TRY IT: Nothing other than an exact copy of the records should be returned.

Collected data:
PR #420, opened 2024-09-02
setup: ban FC type in eslintrc

### LINKED ISSUE #411: setup: add an eslint rule to ban the React.FC
### Description and goal

To harmonize the code base, we ban the React.FC

### Acceptance criteria

No React.FC in the code base anymore

Yohh:
- add rules to ban FC, react.FC, react.FunctionComponent & react.FunctionalComponent

close #411

### DIFF
--- a/ui-core/src/components/inputs/datePicker/Calendar.tsx
+++ b/ui-core/src/components/inputs/datePicker/Calendar.tsx
@@ -20,13 +20,7 @@ type DayProps = {
   onClick: (date: Date) => void;
 };
 
-const Day: React.FC<DayProps> = ({
-  date,
-  isReferenceDate,
-  isSelectable,
-  dayWrapperClassName,
-  onClick,
-}) => (
+const Day = ({ date, isReferenceDate, isSelectable, dayWrapperClassName, onClick }: DayProps) => (
   <div
     onClick={() => {
       if (isSelectable) onClick(date);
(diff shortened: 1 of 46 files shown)


SharglutDev (approved):
Lgtm, thank you for this PR.

I know it's a pain but don't you think we should extract the props in a type where there is more than one ?

Yohh:
> Lgtm, thank you for this PR.
> 
> I know it's a pain but don't you think we should extract the props in a type where there is more than one ?

I was wondering myself, it's related to the stories right? We should know why it has been written this way I think.

SharglutDev:
> > Lgtm, thank you for this PR.
> > I know it's a pain but don't you think we should extract the props in a type where there is more than one ?
> 
> I was wondering myself, it's related to the stories right? We should know why it has been written this way I think.

Yep and for the Warped Map as well

ui-core/src/components/inputs/datePicker/Calendar.tsx
```diff
@@ -40,7 +34,7 @@ const Day: React.FC<DayProps> = ({
   </div>
 );
 
-const Calendar: React.FC<CalendarProps> = (props) => {
+const Calendar = (props: CalendarProps) => {
   const { displayedMonthStartDate, onDayClick } = props;
```
Uriel-Sautron:
```suggestion
const Calendar = ({ displayedMonthStartDate, onDayClick } : CalendarProps) => {
```

Uriel-Sautron (approved):
LGTM !! Thanks

ui-core/src/components/inputs/datePicker/Calendar.tsx
Yohh: done

Yohh:
> > > Lgtm, thank you for this PR.
> > > I know it's a pain but don't you think we should extract the props in a type where there is more than one ?
> > 
> > 
> > I was wondering myself, it's related to the stories right? We should know why it has been written this way I think.
> 
> Yep and for the Warped Map as well

done

SharglutDev (approved):
Lgtm, thank you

YOUR RESPONSE:
PR #420, opened 2024-09-02
setup: ban FC type in eslintrc

### LINKED ISSUE #411: setup: add an eslint rule to ban the React.FC
### Description and goal

To harmonize the code base, we ban the React.FC

### Acceptance criteria

No React.FC in the code base anymore

Yohh:
- add rules to ban FC, react.FC, react.FunctionComponent & react.FunctionalComponent

close #411

### DIFF
--- a/ui-core/src/components/inputs/datePicker/Calendar.tsx
+++ b/ui-core/src/components/inputs/datePicker/Calendar.tsx
@@ -20,13 +20,7 @@ type DayProps = {
   onClick: (date: Date) => void;
 };
 
-const Day: React.FC<DayProps> = ({
-  date,
-  isReferenceDate,
-  isSelectable,
-  dayWrapperClassName,
-  onClick,
-}) => (
+const Day = ({ date, isReferenceDate, isSelectable, dayWrapperClassName, onClick }: DayProps) => (
   <div
     onClick={() => {
       if (isSelectable) onClick(date);
(diff shortened: 1 of 46 files shown)


SharglutDev (approved):
Lgtm, thank you for this PR.

I know it's a pain but don't you think we should extract the props in a type where there is more than one ?

Yohh:
> Lgtm, thank you for this PR.
> 
> I know it's a pain but don't you think we should extract the props in a type where there is more than one ?

I was wondering myself, it's related to the stories right? We should know why it has been written this way I think.

SharglutDev:
> > Lgtm, thank you for this PR.
> > I know it's a pain but don't you think we should extract the props in a type where there is more than one ?
> 
> I was wondering myself, it's related to the stories right? We should know why it has been written this way I think.

Yep and for the Warped Map as well

ui-core/src/components/inputs/datePicker/Calendar.tsx
```diff
@@ -40,7 +34,7 @@ const Day: React.FC<DayProps> = ({
   </div>
 );
 
-const Calendar: React.FC<CalendarProps> = (props) => {
+const Calendar = (props: CalendarProps) => {
   const { displayedMonthStartDate, onDayClick } = props;
```
Uriel-Sautron:
```suggestion
const Calendar = ({ displayedMonthStartDate, onDayClick } : CalendarProps) => {
```

Uriel-Sautron (approved):
LGTM !! Thanks

ui-core/src/components/inputs/datePicker/Calendar.tsx
Yohh: done

Yohh:
> > > Lgtm, thank you for this PR.
> > > I know it's a pain but don't you think we should extract the props in a type where there is more than one ?
> > 
> > 
> > I was wondering myself, it's related to the stories right? We should know why it has been written this way I think.
> 
> Yep and for the Warped Map as well

done

SharglutDev (approved):
Lgtm, thank you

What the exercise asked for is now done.